Sierra Leone’s financial sector to meet to discuss sustainable finance standards

Stakeholders with an interest in mitigating the risks of climate change on the Sierra Leonean economy and accessing finance to place the economy on a more sustainable footing, will come together on 15 September to further discussions on mainstreaming sustainable finance standards in their operations. These discussions commenced during the climate negotiations for COP26 last year and aim to widen private sector access to the $100bn of sustainable finance earmarked for developing countries.

Policy changes resulting from the international climate change agenda, government commitments to National Determined Contributions (including from the Government of Sierra Leone), as well as an increased emphasis on Environmental, Social and Governance (ESG) standards mean that financing sustainable economic development is now a priority for development financiers.

Sierra Leone’s banking sector is increasingly in agreement on the need for a coordinated approach towards developing sustainable finance standards that will both reflect Sierra Leone’s economic needs and attract responsible investment. The public-private dialogue (PPD) taking place on 15 September will explore options for taking this forward.

The event will be facilitated by Invest Salone, the UK-funded private sector development initiative, and will be attended by representatives from the Ministry of Finance, the Bank of Sierra Leone, the Sierra Leone Association of Commercial Banks, and the private sector.

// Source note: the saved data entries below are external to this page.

PR #66, opened 2019-01-24
 Integration tests for basic item add and view

### LINKED ISSUE #54: Implement View Integration Tests
Integration test of:

* Listing entries in the management interface

lmorchard:
Finding myself starting to spill over into writing other tests, so I figured I'd get this PR submitted and have eyes on it. Let's see what we think of the general approach here before I get much further.

Fixes #54 

Also includes code to hook up the `onAllRemoved` event that I'd missed in my previous PR for the Logins API.

## Testing and Review Notes
* Make sure you have [geckodriver](https://github.com/mozilla/geckodriver/releases) in your path
* `npm run integration`

### DIFF
--- a/test/integration/functional-test.js
+++ b/test/integration/functional-test.js
@@ -13,32 +13,261 @@ chai.use(chaiAsPromised);
 
 const ident = "lockbox_mozilla_com";
 
-describe("Lockbox functional testing", () => {
-  let webext, helper;
+// Note: Update these selectors if the DOM changes in components
+const makeSelectors = ({ By }) => ({
+  panelButton: By.id(`PanelUI-webext-${ident}-browser-action-view`),
+  addItemButton: By.id("addItemButton"),
+  newItemForm: By.id("newItemForm"),
+  newItemFormField: name => By.css(`#newItemForm input[name=${name}]`),
+  newItemFormSubmit: By.css("#newItemForm button[type=submit]"),
+  itemDetails: name => By.css(`span[data-name=${name}]`),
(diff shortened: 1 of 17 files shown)


test/integration/functional-test.js
```diff
@@ -13,32 +13,261 @@ chai.use(chaiAsPromised);
 
 const ident = "lockbox_mozilla_com";
 
-describe("Lockbox functional testing", () => {
-  let webext, helper;
+// Note: Update these selectors if the DOM changes in components
+const makeSelectors = ({ By }) => ({
```
lmorchard: Kind of figured these would change as UI work progresses. Could have followed the page object pattern, but forgot about it until just a little while ago. I can rework this if needed.

test/integration/functional-test.js
```diff
@@ -13,32 +13,261 @@ chai.use(chaiAsPromised);
...
+      await addLogin(mockLogin);
+      await waitUntilMissing(selectors.itemListEmpty);
+      await waitFor(selectors.itemList);
+
+      const listItemSubtitle = await waitFor(selectors.listItemSubtitle);
+      expect(await listItemSubtitle.getText()).to.equal(mockLogin.username);
+    });
+
+    it("displays login details on click", async () => {
+      // Add the login, then wait for "No results" to disappear.
```
lmorchard: This is a really hacky feeling sequence, but it seems to be the one that didn't end up with intermittent failures for me :/

6a68: I think this is a completely legit way of detecting DOM changes

PR #74, opened 2019-02-06
Disable prompts to save logins while on extension pages

### LINKED ISSUE #57: Disable login prompts in Management Interface

lmorchard:
- Add getLoginSavingEnabled and setLoginSavingEnabled methods to the
  Logins experiment API

- Disable login saving for extension pages on background startup

Fixes #57

### DIFF
--- a/src/background/environment.js
+++ b/src/background/environment.js
@@ -1,0 +1,14 @@
+/* This Source Code Form is subject to the terms of the Mozilla Public
+ * License, v. 2.0. If a copy of the MPL was not distributed with this
+ * file, You can obtain one at http://mozilla.org/MPL/2.0/. */
+
+export async function initializeEnvironment() {
+  // Issue #57: Disable login saving for extension pages.
+  const origin = browser.extension.getURL("").slice(0, -1);
+  const savingEnabled = await browser.experiments.logins
+    .getLoginSavingEnabled(origin);
+  if (savingEnabled) {
+    await browser.experiments.logins
+      .setLoginSavingEnabled(origin, false);
+  }
+}
--- a/src/experiments/logins/api.js
+++ b/src/experiments/logins/api.js
@@ -49,6 +49,20 @@ this.logins = class extends ExtensionAPI {
           //   - fooLogin = login as vanilla JS object
           //   - fooLoginInfo = login as nsILoginInfo
           //   - fooBag = (subset of) login fields as nsIPropertyBag
+          getLoginSavingEnabled(origin) {
+            try {
+              return Services.logins.getLoginSavingEnabled(origin);
+            } catch (ex) {
+              throw new ExtensionError(ex);
+            }
+          },
+          setLoginSavingEnabled(origin, isEnabled) {
+            try {
+              return Services.logins.setLoginSavingEnabled(origin, isEnabled);
+            } catch (ex) {
+              throw new ExtensionError(ex);
+            }
+          },
           getAll() {
             const logins = getLogins();
             return logins;
--- a/src/experiments/logins/schema.json
+++ b/src/experiments/logins/schema.json
@@ -200,6 +200,32 @@
     ],
     "functions": [
       {
+        "name": "getLoginSavingEnabled",
+        "type": "function",
+        "description": "Reports whether or not saving login information is enabled for a host.",
+        "async": true,
+        "parameters": [{
+          "name": "aHost",
+          "type": "string",
+          "description": "The origin for which to check the status of login saving"
+        }]
+      },
+      {
+        "name": "setLoginSavingEnabled",
+        "type": "function",
+        "description": "Enables or disables storing logins for a specified host. When login storing is disabled, the Login Manager won't prompt the user to store logins for that host. Existing logins are not affected.",
+        "async": true,
+        "parameters": [{
+          "name": "aHost",
+          "type": "string",
+          "description": "The origin for which to modify the login saving permission"
+        },{
+          "name": "isEnabled",
+          "type": "boolean",
+          "description": "The value to which to set login saving for the origin"
+        }]
+      },
+      {
         "name": "getAll",
         "type": "function",
         "description": "Gets an array of all Logins. Returns a Promise for the (possibly empty) list of all Logins.",
--- a/test/integration/logins-api-test.js
+++ b/test/integration/logins-api-test.js
@@ -46,6 +46,20 @@ describe("logins API", () => {
   let By;
   let until;
 
+  const enableRememberSignons = async () => {
+    await webext.inChrome();
+    await driver.executeScript(`
+      Services.prefs.setBoolPref("signon.rememberSignons", true);
+    `);
+  };
+
+  const disableRememberSignons = async () => {
+    await webext.inChrome();
+    await driver.executeScript(`
+      Services.prefs.setBoolPref("signon.rememberSignons", false);
+    `);
+  };
+
   const addLogin = async () => {
     await webext.inChrome();
     await driver.executeScript(`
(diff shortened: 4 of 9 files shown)


test/integration/logins-api-test.js
```diff
@@ -235,6 +249,45 @@ describe("logins API", () => {
...
+      it("enables login saving for origin when given true", async () => {
+        await commonTest(true, true);
+      });
+    });
+    describe("with pref signon.rememberSignons = false", () => {
+      before(async () => {
+        await disableRememberSignons();
+      });
+      it("does not enable login saving for origin when given true", async () => {
+        await commonTest(true, false);
```
lmorchard: Mild corner case here: If the user has turned off saving logins globally in options, `getLoginSavingEnabled` always returns false no matter what the setting might be.

src/background/environment.js
```diff
@@ -0,0 +1,14 @@
+/* This Source Code Form is subject to the terms of the Mozilla Public
+ * License, v. 2.0. If a copy of the MPL was not distributed with this
+ * file, You can obtain one at http://mozilla.org/MPL/2.0/. */
+
+export async function initializeEnvironment() {
+  // Issue #57: Disable login saving for extension pages.
+  const origin = browser.extension.getURL("").slice(0, -1);
+  const savingEnabled = await browser.experiments.logins
+    .getLoginSavingEnabled(origin);
+  if (savingEnabled) {
```
lmorchard: Checking whether saving is enabled to ensure we keep it off. The user could enable login save globally or manually delete the exception from the list in options. Kind of edge casey, but bleh.

lmorchard:
Hmm, so I only ensure saving is off on startup of the addon. The user could later enable saving in options or delete the exception - and then we'd see the login save prompt come up until next add-on startup. 

I wonder if I should make a check more often? Like, say, whenever the browser action button is clicked?

linuxwolf:
> Hmm, so I only ensure saving is off on startup of the addon. The user could later enable saving in options or delete the exception - and then we'd see the login save prompt come up until next add-on startup.
> 
> I wonder if I should make a check more often? Like, say, whenever the browser action button is clicked?

I think we can start with this, and see how it goes.  If we do it more frequently, I'd argue for whenever we think the management page is loaded.

src/background/environment.js
6a68: It seems unlikely that users are going to mess with this manually. That said, the browser APIs are available from extension pages, so we could just run this check when the management page is loaded (or, to get kind of extreme about the "user messes things up" edge case, we could run this check on page load and whenever the page visibility API's `visibilitychange` event fires).

src/experiments/logins/api.js
```diff
@@ -49,6 +49,20 @@ this.logins = class extends ExtensionAPI {
           //   - fooLogin = login as vanilla JS object
           //   - fooLoginInfo = login as nsILoginInfo
           //   - fooBag = (subset of) login fields as nsIPropertyBag
+          getLoginSavingEnabled(aHost) {
```
6a68: I really dislike the `aFoo` naming convention. How about just calling this `origin`?

src/experiments/logins/api.js
```diff
@@ -49,6 +49,20 @@ this.logins = class extends ExtensionAPI {
...
+            try {
+              return Services.logins.getLoginSavingEnabled(aHost);
```
6a68: The trailing slash thing seems like a super annoying gotcha. I think we should either handle it here (strip it out or throw if it's detected), or document this annoyance in the schema docs.

src/experiments/logins/schema.json
```diff
@@ -199,6 +199,32 @@
       }
     ],
     "functions": [
+      {
+        "name": "getLoginSavingEnabled",
+        "type": "function",
+        "description": "For the given origin, gets a boolean flag which determines whether login saving is enabled",
```
6a68: Should also mention that the returned promise is rejected if the URL is malformed.

src/experiments/logins/schema.json
```diff
@@ -199,6 +199,32 @@
...
+        "async": true,
+        "parameters": [{
+          "name": "aHost",
+          "type": "string",
+          "description": "The origin for which to check the status of login saving"
```
6a68: Just use the description from [the IDL](https://developer.mozilla.org/en-US/docs/Mozilla/Tech/XPCOM/Reference/Interface/nsILoginManager#getLoginSavingEnabled()): `The hostname to check. This argument should be in the origin URL format, with no pathname. For example: "https://www.site.com".`

src/experiments/logins/schema.json
```diff
@@ -199,6 +199,32 @@
...
+        }]
+      },
+      {
+        "name": "setLoginSavingEnabled",
+        "type": "function",
+        "description": "For the given origin, uses the given value to set a boolean flag which determines whether login saving is enabled",
```
6a68: The IDL docs may be clearer here. Also, be sure to mention cases in which the returned promise is rejected, which I think is just if the URL is malformed.

src/experiments/logins/api.js
```diff
@@ -49,6 +49,20 @@ this.logins = class extends ExtensionAPI {
...
+            } catch (ex) {
+              throw new ExtensionError(ex);
+            }
+          },
+          setLoginSavingEnabled(aHost, isEnabled) {
```
6a68: How about `origin` and `shouldSaveLogins` for the arguments?

test/integration/logins-api-test.js
```diff
@@ -46,6 +46,20 @@ describe("logins API", () => {
   let By;
   let until;
 
+  const enableRememberSignons = async () => {
+    await webext.inChrome();
+    await driver.executeScript(`
+      Services.prefs.setBoolPref("signon.rememberSignons", true);
```
6a68: It would be good to actually call the Services.logins.get/setLoginSavingEnabled for a specific origin, then test it's correctly returned when you call the API. I wonder what happens if you accidentally leave in a trailing slash, for instance. This could be left for a followup commit.

test/integration/logins-api-test.js
6a68: Good catch! I'm not sure which, if any, parts of the logins API will work if logins are globally disabled. I think this needs investigation; could you file a bug?

src/experiments/logins/schema.json
6a68: Actually, looking at the schema docs, I haven't been super strict about reusing the IDL descriptions. This could be fine as is (but `aHost` does bug me ;-P).

6a68:
Whoops! Didn't see Matt had already reviewed. Sorry to pile on :-P

test/integration/logins-api-test.js
linuxwolf: From my own experiences, the CRUD portion of the upstream API works just fine regardless of what the global pref and this specific callout are set to.

test/integration/logins-api-test.js
linuxwolf: From my own experiences, the CRUD portion of the upstream API works just fine regardless of what the global pref and this specific callout are set to.

lmorchard:
I added a commit that automatically re-adds our entry to the exception list for login saving when it is somehow removed (manually or otherwise). However, this still needs unit / integration tests. However, however, this could use a sanity check as to whether this is what we actually want to do.

src/experiments/logins/api.js
lmorchard: Heh, I used aHost to match the upstream API, but I can change it if necessary

src/background/environment.js
```diff
@@ -0,0 +1,25 @@
...
+  // If login saving is enabled for us on startup, add an exception.
+  const savingEnabled = await browser.experiments.logins
+    .getLoginSavingEnabled(ourOrigin);
+  if (savingEnabled) {
+    await browser.experiments.logins
+      .setLoginSavingEnabled(ourOrigin, false);
+  }
+
+  // HACK: If our exception to login saving is removed, immediately re-add it.
+  browser.experiments.logins.onLoginSavingChanged
```
lmorchard: Okay, here's the bit that could use some sanity checking. I worked out how to subscribe to the event that fires when a login saving exception is removed, and automatically re-add it. This may be a mistake, but I can't think of a reason why

src/experiments/logins/api.js
lmorchard: Yeah, same as above, I was trying to follow the underlying API rather than invent new names

lmorchard:
Actually, you know what: Never mind. It occurred to me over the weekend that this PR *without* the event handler to automatically re-enable the exception was already 80% of the solution and pretty much reviewed.

My commit that uses the permission events still needs time to bake, so I'll do it in a follow-up PR.

punkbusterdani:
I wish to verify the fix of this issue, but I'm lacking some steps here. How am I supposed to reproduce/verify this issue? Thanks.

Mike Coates, an international consultant with Invest Salone, explains: “Tomorrow’s PPD is an opportunity to begin a frank national conversation about the challenges and requirements for widening access to sustainable finance and creating an overarching framework within which to situate Government of Sierra Leone initiatives around sustainable/climate financing and carbon credits. Other countries around Africa are developing their own sustainable finance roadmaps. Sierra Leone isn’t too far behind but can learn lessons from these early movers and leapfrog ahead of them.”

Topics for discussion include:

Sustainable financing principles for financial institutions: Climate finance is a major focus for development financiers, and the UK is a leader in this sector. Financial institutions will need to optimise their credit and investment strategies around this new reality and adopt effective risk-based approaches to pricing. On a transaction basis, financial institutions will be vital in cascading the ESG risk management culture to their investees or borrowers.

Directed Lending/Green Credit Guarantee Scheme: Credit guarantees are a well-known conventional credit enhancement and risk-sharing instrument. They can be used to address a wide range of financial and private sector market gaps, from global export finance by multinationals to smallholder farmers in emerging markets.

National Green Development Bank: A national green development finance institution, with a sustainability focus and the mandate to crowd in private finance for economic development by taking risk positions not currently envisaged by commercial banks, could focus on those sectors that offer both market opportunities, and mitigation and adaptation potential.